公爵令嬢は短く返事をすると手を取ってくれた。

 彼女をエスコートし壇上に向かおうと振り向くと、すでに人は脇に避け道が出来ていた。卒業記念パーティーの浮かれた雰囲気は既になく、この醜聞をどうするのかという好奇な目を向ける者や、この後どうなるか不安な様子な者等人それぞれだ。


「それでは参ろう」


 公爵令嬢に声をかけ、壇上に向かい歩き始めたが一緒に居た王子の取り巻きの婚約者達も着いてきている。

壇上の前まで歩き、公爵令嬢の手を離し、一息入れてから兄上に問いただす。


「兄上、これは一体どういう事でしょうか?」


 兄上は少し苛立ったように答える。


「公爵令嬢を私たちの前まで連れてきた事は褒めてやろう、だがお前には関係のないことだ引っ込んでいろ」


 関係のない話で卒業記念パーティーを潰しておいて、引っ込んでいろはないだろう。


「私は、このパーティーの主催者の一人です。関係がない事はないでしょう。それに聖女に対する所業と言いますが、彼女に嫌がらせをしていた者たちは既に、裁かれているはずですが?」


 確かに、聖女は嫌がらせを受けていた。

貴族と関わりの無い平民であった彼女を貴族の中に飛び込ませたのだから、問題が起こらないはずが無い。

そのため、問題が起きたとき教育中ですのでご容赦してくださいねと言い放っても文句の出ない第二王子と婚約者の公爵令嬢が教育係につけられたのだ。

 公爵令嬢が聖女を嗜めると第二王子がフォローに回る。最初のうちは上手くいっていると思われた。

しかし、同い年に何度も注意されるというのは聖女にとっては苦痛だろう。次第に王子の方へ懐いていき、王子の方も貴族子女とは違う天真爛漫さに興味を抱いたのか次第に聖女を嗜める公爵令嬢を咎めるようになっていった。

 こうなると、公爵令嬢の権威に罅が入り派閥外の者達への統率が甘くなる。結果、日々王子との仲を深めていく聖女への嫉妬や聖女を排除してその席に座ろうと嫌がらせが始まったのだ。

 嫌がらせは軽く体を当てる事や陰口から始まり、物を隠す、ゴミをぶつける等エスカレートしていった。

ノートや教科書を破損するまで至り、ついには聖女を中庭の噴水に突き落としたことで学園側が対処することになる。
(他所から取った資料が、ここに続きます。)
PR #162, opened 2016-01-22
RTN12b

ricardopereira:
Not passing. The `realtimeRequestTimeout` is not used, so... feature not implemented.

### DIFF
--- a/ablySpec/RealtimeClient.connection.swift
+++ b/ablySpec/RealtimeClient.connection.swift
@@ -887,6 +887,50 @@ class RealtimeClientConnection: QuickSpec {
                     expect(states[1]).to(equal(ARTRealtimeConnectionState.Closed))
                 }
 
+                // RTN12b
+                it("should transition to CLOSED action when the close process timeouts") {
+                    let options = AblyTests.commonAppSetup()
+                    options.autoConnect = false
+                    let client = ARTRealtime(options: options)
+                    client.setTransportClass(TestProxyTransport.self)
+                    client.connect()
+
+                    let transport = client.transport as! TestProxyTransport
+                    transport.actionsIgnored += [.Closed]
+
+                    var states: [ARTRealtimeConnectionState] = []
+                    var start: NSDate?
+                    var end: NSDate?
+
+                    client.eventEmitter.on { state, errorInfo in
+                        switch state {
+                        case .Connected:
+                            client.close()
+                        case .Closing:
+                            start = NSDate()
+                            states += [state]
+                        case .Closed:
+                            end = NSDate()
+                            states += [state]
+                        case .Disconnected:
+                            states += [state]
+                        default:
+                            break
+                        }
+                    }
+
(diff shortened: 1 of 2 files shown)


ablySpec/RealtimeClient.connection.swift
```diff
@@ -713,6 +713,56 @@ class RealtimeClientConnection: QuickSpec {
...
+                        switch state {
+                        case .Connected:
+                            client.close()
+                        case .Closing:
+                            start = NSDate()
+                            states += [state]
+                        case .Closed:
+                            end = NSDate()
+                            states += [state]
+                        case .Disconnected:
```
tcard: Why should this happen?

ablySpec/RealtimeClient.connection.swift
```diff
@@ -713,6 +713,56 @@ class RealtimeClientConnection: QuickSpec {
                 }
 
             }
+
+            // RTN12
+            context("close") {
+
+                // RTN12b
+                it("should receive CLOSED action within the default request timeout") {
```
tcard: As I read RTN12b, what should be tested is that the transport is disconnected and the connection transitions to 'closed' when the close process timeouts. The test looks good but this sentence should describe that.

ablySpec/RealtimeClient.connection.swift
```diff
@@ -713,6 +713,56 @@ class RealtimeClientConnection: QuickSpec {
...
+                    expect(start).toEventuallyNot(beNil(), timeout: testTimeout)
+                    expect(end).toEventuallyNot(beNil(), timeout: ARTDefault.realtimeRequestTimeout())
+
+                    if states.count != 3 {
+                        fail("Invalid number of connection states. Expected CLOSING, DISCONNECTED and CLOSE states")
+                        return
+                    }
+
+                    expect(states[0]).to(equal(ARTRealtimeConnectionState.Closing))
+                    expect(states[1]).to(equal(ARTRealtimeConnectionState.Disconnected))
```
mattheworiordan: There is nothing in the spec that says the connection should move to `Disconnected`, this is wrong.  The connection, when closing, will only ever move to closed directly.

ablySpec/RealtimeClient.connection.swift
ricardopereira: Ok, changed to `should transition to CLOSED action when the close process timeouts`.

ablySpec/RealtimeClient.connection.swift
ricardopereira: It should not happen but I want to catch it and check if `states` doesn't have a `.Disconnected` event.

ablySpec/RealtimeClient.connection.swift
ricardopereira: Fixed.

ricardopereira:
Rebased with changes.

mattheworiordan:
LGTM

tcard:
LGTM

 学園には貴族だけではなく平民も少数ながら通っている。

大抵は貴族御用達の大商人が多額の寄付金を支払って子息を入学させているが、極稀に平民ながら優秀な者を特待生として通わせる事があった。聖女も特待生に当たる。

 特待生が学園で使用している物は支給された物である。

 王立学園の最高責任者は代々王が担っており、特待生制度が設立された時、特待生にかかる費用は王の私費から払うことにしていた。その為に、この事件は徹底的に調べられ、関わっていた者は退学処分にされた。


「まだ、その女がいるだろう」


 憎らしいといった顔で言い放つ。


「公爵令嬢は無関係と調べがついております」


 毅然と言い返す。


「その女は聖女に対しグチグチと嫌味を言うのみならず、茶会に招待しない事で聖女を孤立させようとしていた。それに、聖女を階段から突き落としたのではないか!私は見たのだぞ、階段の上で手を伸ばしたその女を!」


 ついに怒りを抑えることが出来なくなったのか、怒鳴るように言い放つ兄上に呆れ果ててしまう。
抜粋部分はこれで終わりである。